WHAT THE EXERCISE ASKS: For the entries below, print exactly the lines between the line holding "all pylint errors?" and the line holding "It should be", inclusive, and nothing else.

DATASET CONTENT:
PR #963, opened 2018-06-21
[ADD] [8.0] - web_no_crawler

nedaszilinskas:


pedrobaeza:
Is this a backport of the module in 9.0? If so, you should preserve commit history for crediting the original authors. You can use https://github.com/OCA/maintainer-tools/wiki/Migration-to-version-9.0#technical-method-to-migrate-a-module-from-80-to-90-branch, but switching the order of `8.0` / `9.0` references.

nedaszilinskas:
This is not a backport. Its a new module.

pedrobaeza:
OK, as the module already exists in next versions, but OK if you have started from scratch. Thanks for the contribution!

README.md
```diff
@@ -54,6 +54,7 @@ addon | version | summary
 [web_menu_autohide](web_menu_autohide/) | 8.0.1.0.0 | Hide top and left menu bar
 [web_menu_collapsible](web_menu_collapsible/) | 8.0.1.0.0 | Foldable second level Odoo menu
 [web_menu_navbar_needaction](web_menu_navbar_needaction/) | 8.0.1.0.0 | Show the sum of submenus' needaction counters in main menu
+[web_no_crawler](web_no_crawler/) | 8.0.1.0.0 | Implement robots.txt / disallow indexing
```
pedrobaeza: No need to change this. It's done by a bot

web_no_crawler/README.rst
```diff
@@ -0,0 +1,59 @@
...
+=============
+
+No configuration needed.
+
+Usage
+=====
+
+Once installed adds robots.txt (ex.: http://example.org/robots.txt).
+
+Known issues / Roadmap
```
pedrobaeza: Remove this section if empty because it's going to give an RST error if not

web_no_crawler/__openerp__.py
```diff
@@ -0,0 +1,18 @@
...
+    'author': 'Xpansa Group, Odoo Community Association (OCA)',
+    'website': 'http://xpansa.com',
+    'category': 'web',
+    'version': '8.0.1.0.0',
+    'depends': [
+        'base',
+    ],
+    'installable': True,
+    'application': False,
+    'images': ['static/description/icon.png'],
```
pedrobaeza: No need to add this image

web_no_crawler/__openerp__.py
```diff
@@ -0,0 +1,18 @@
+# -*- coding: utf-8 -*-
+# © 2018 Xpansa Group
+# License LGPL-3.0 or later (http://www.gnu.org/licenses/lgpl.html).
+
+{
+    'name': 'Implement robots.txt / disallow indexing',
+    'author': 'Xpansa Group, Odoo Community Association (OCA)',
+    'website': 'http://xpansa.com',
```
pedrobaeza: We are now putting GitHub repository here

pedrobaeza (dismissed):
You can use the new README by fragments system for not having to maintain the full README. See the sample here: https://github.com/OCA/maintainer-tools/tree/master/template/module/readme

nedaszilinskas:
Which module do you refer to (next version)? Maybe you refer to https://github.com/OCA/website/tree/8.0/website_no_crawler?
This module (web_no_crawler) is for those who do not want do install Website module (where the robots.txt is implemented originally).

pedrobaeza:
Ah, totally right! I have mixed both, but not having website, is it exposed to crawlers?

nedaszilinskas:
The robots.txt route is public and it disallow to index.

pedrobaeza:
With no website, there's no robots.txt nor the possibility to index AFAIK.

@Yajo @simahawk can you confirm?

nedaszilinskas:
Requested changes pushed. Please let me know if its fine.

yajo:
Indeed, all it could crawl is, basically, `/web/login`, which would never appear in a search result in any search engine IMHO.

[The `robots.txt` controller is defined in website addon](https://github.com/odoo/odoo/blob/4045e4fe66fc18f3e223a99c781a08a17ee49f60/addons/website/controllers/main.py#L85).

So this is not needed, closing.

okuryan:
@Yajo , I do not agree. Even if only opened page is web/login (also remember that there are also DB manager and etc.) I do not want them to appear in google at all.
so if I have erp.xxx.com. I do not want any entry in google to refer to erp.xxx.com

Does it make sense to you?

yajo:
OK, but you can fix that easier with a header in your proxy, isn't it?

okuryan:
Yes, it can be done. But isn't is the same comment than for website addon that is existing and approved? There are always multiple ways of doing same things.

okuryan:
@Yajo , @pedrobaeza , read here https://support.google.com/webmasters/answer/7424835?hl=en#h04
So why not having the same addon as for website, but for web? Generally all our customers do not want their Erp to appear in Google. Many of them just thinks that it is obvious not to have it in search results, so nobody asks about this feature. So why not having addon for this?

--Quote from above link----
Does my website need a robots.txt file?

No. When Googlebot visits a website, we first ask for permission to crawl by attempting to retrieve the robots.txt file. A website without a robots.txt file, robots meta tags or X-Robots-Tag HTTP headers will generally be crawled and indexed normally.

pedrobaeza:
Thanks for the explanations. For me it's enough, but I repeat I'm not an expert in this area. I reopen meanwhile.

pedrobaeza:
About website, when you install website module, you expose immediately some public pages, so the exposure is wider.

About the DB manager and login page, I have no strong opinion nor knowledge on hiding it from crawlers, but it's probably not a bad idea.

yajo (dismissed):
In this case, the addon should use the meta tags or HTTP headers:

- It would avoid conflicts with current `website` addon, which has a `robots.txt` controller.
- It would avoid `robots.txt` hacking.

okuryan:
@Yajo , but that is quotation only form google. Other search engines may use different method (only robots, for example). 
Moreover, adding it to header will also have conflicts with website related module as 2 methods (header and robots.txt) will exist in parallel. 

Maybe just add a note here that if website is used - use another addon? 

I pretty much understand your desire that all addons across all OCA will be cross-compatible. That will be also my desire. But reality is that many addons across different repos may not be working together. Where it is found - I see note in README saying not to install those addons together. If not found -well. Our customers are finding this and we have to fix for individual customers.

So that is a question regarding the approach OCA has selected to resolve such situations. What is policy about this? I guess, @pedrobaeza ,you can also be involved in this discussion.

pedrobaeza:
If there's no possibility of making both compatible, then you should put a explicit note in the installation / Known issues sections for warning about the incompatibility.

nedaszilinskas:
Added a note to readme/INSTALL.rst

nedaszilinskas:
Also to readme/ROADMAP.rst

web_no_crawler/__init__.py
```diff
@@ -0,0 +1,5 @@
+# -*- coding: utf-8 -*-
+# © 2018 Xpansa Group
```
simahawk: "Copyright"

web_no_crawler/__openerp__.py
```diff
@@ -0,0 +1,17 @@
+# -*- coding: utf-8 -*-
+# © 2018 Xpansa Group
+# License LGPL-3.0 or later (http://www.gnu.org/licenses/lgpl.html).
+
+{
+    'name': 'Implement robots.txt / disallow indexing',
```
simahawk: "Disallow indexing completely via robots.txt"

web_no_crawler/controllers/main.py
```diff
@@ -0,0 +1,15 @@
...
+# © 2018 Xpansa Group
+# License LGPL-3.0 or later (http://www.gnu.org/licenses/lgpl.html).
+
+from openerp import http
+
+
+class Main(http.Controller):
+
+    @http.route('/robots.txt', type='http', auth="none")
+    def robots_txt(self):
```
simahawk: in website v8 this method is named "robots" https://github.com/odoo/odoo/blob/8.0/addons/website/controllers/main.py#L86

web_no_crawler/controllers/main.py
```diff
@@ -0,0 +1,15 @@
+# -*- coding: utf-8 -*-
+# © 2018 Xpansa Group
+# License LGPL-3.0 or later (http://www.gnu.org/licenses/lgpl.html).
+
+from openerp import http
+
+
+class Main(http.Controller):
```
simahawk: you should extend the same controller class as website module: 'Home'

web_no_crawler/readme/INSTALL.rst
```diff
@@ -0,0 +1,3 @@
+Installation as usual. No specific installation steps / configuration required.
+
+NOTE: this module is not to be used with `Website` module as it has a separate functionality for robots.txt.
```
simahawk: you could emphasize this w/ a warning block instead of a note

simahawk (changes requested):
as long as the possible issue is clearly stated I don't  think is that bad :)

simahawk:
check the build

nedaszilinskas:
@simahawk I have pushed the requested changes. Please let me know if its fine.

One remark - we have this new 'readme' folder for auto-generation. Should travis not require README.rst if this 'readme' folder is present?

nedaszilinskas:
Travis failed, but looks like not because of any issues with module web_no_crawler.
Do I need to do something else to proceed with this MR?

okuryan:
@pedrobaeza @simahawk who can look at what is with Travis build and help here?

simahawk:
build is fine per sé. The issue comes from [RST linting](https://travis-ci.org/OCA/web/jobs/396403583#L610) 
```
web_action_conditionable/README.rst:55: [E7901(rst-syntax-error), ]  Unexpected possible title overline or transition.|Treating it as ordinary text because it's so short.
```

okuryan:
Ok, just surprised that 8.0 branch has issues. I believe that in 8.0 tests always should be green. So what is workflow in this situation now ? I thought that every contributor is responsible only for his module. Or should we also fix other errors ?

pedrobaeza:
It's a new check that has been added because PyPi is now stricter on the RST formatting, so better to turn to red several branches here in Travis than silently on the cron that generates the wheel. I will fix it later, but it's something that any contributor can also perform and I will fast-track it if everything is green.

okuryan:
@pedrobaeza all fine. I'm not against quality code - we also have same checks in our interrnal Gitlab CI. Just question was about workflow.
@nedaszilinskas, can you fix all pylint errors? 
I see "pylint expected errors 0, found 10!"

Not much to fix there

pedrobaeza:
Better to make the linter green in other PR, please. Thanks for your comprehension.

okuryan:
@pedrobaeza seems build is green finally =)

@pedrobaeza also @nedaszilinskas  mentioned one important note:
"One remark - we have this new 'readme' folder for auto-generation. Should travis not require README.rst if this 'readme' folder is present?"

We see that https://github.com/OCA/pylint-odoo is still requires readme file. But you say that now readme will be auto-generated from here https://github.com/OCA/maintainer-tools/tree/master/template/module/readme 

So now - we have to have both:
1) README.rst - at least empty
2) new readme folder structure

It should be done so Travis will not give error/warning about missing README.rst file (because Travis still using https://github.com/OCA/pylint-odoo

Also imagine that companies like ours want to design internally modules in a way that it will be easily to contribute to OCA with new standards. So what is procedure for us than?

What set of tools we should use internally and are there any instructions on this? Because primarily we do all changes ,of course, on our own infrastructure. So we want to keep up with updated OCA guidelines.

pedrobaeza:
> "One remark - we have this new 'readme' folder for auto-generation. Should travis not require README.rst if this 'readme' folder is present?"

Yeah, the check is still present, and there's no easy balance, as it's difficult to check if all the needed fragments are present and when they generate the README, that everything is OK.

What to do? You have 2 options:

* Put a fake README.rst for avoiding the check, and after merging this PR, the OCA bot will generate the corresponding file, overwriting the previous fake one. Advantages of this method: Easier. Disadvantages: More diff (specially if migrating and erasing full README for later regenerating it - better to let it as is -), and there's a chance that the generated README is not RST compliant (this can't be checked easily as said).
* Generate the README by your own, downloading https://github.com/OCA/maintainer-tools/, installing it with `sudo python setup.py install`, and executing `oca-gen-addon-readme  --repo-name <repo> --branch <branch> --addon-dir . --no-commit` in the addons folder for including the generated README also in your PR. Advantage: everything is done in one commit and you (and Travis) see the final result. Disadvantages: a bit of initial setup + running the command.

okuryan:
@pedrobaeza , explanation is enough. I will create internal task for my DevOps to investigate possibility of doing second case for our Internal CI. 

Now about this pull request. Is it going to be accepted? Or what are next steps?

pedrobaeza (approved):
Waiting another technical review for merging

okuryan:
@pedrobaeza , can you help me to understand - for every repository we have same technical reviewers?

simahawk (approved):

pedrobaeza:
Yes, of course. Please check https://github.com/OCA/maintainer-tools/blob/master/CONTRIBUTING.md#review

okuryan:
@pedrobaeza , thanks for merging. Last question. When usually auto-generation for readme file happens? Now I see below:

screen shot 2018-06-26 at 6 40 44 pm

pedrobaeza:
OCA bot is run during nights. Tomorrow you will see the README.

RESPONSE FOR THIS EXERCISE:
@nedaszilinskas, can you fix all pylint errors? 
I see "pylint expected errors 0, found 10!"

Not much to fix there

pedrobaeza:
Better to make the linter green in other PR, please. Thanks for your comprehension.

okuryan:
@pedrobaeza seems build is green finally =)

@pedrobaeza also @nedaszilinskas  mentioned one important note:
"One remark - we have this new 'readme' folder for auto-generation. Should travis not require README.rst if this 'readme' folder is present?"

We see that https://github.com/OCA/pylint-odoo is still requires readme file. But you say that now readme will be auto-generated from here https://github.com/OCA/maintainer-tools/tree/master/template/module/readme 

So now - we have to have both:
1) README.rst - at least empty
2) new readme folder structure

It should be done so Travis will not give error/warning about missing README.rst file (because Travis still using https://github.com/OCA/pylint-odoo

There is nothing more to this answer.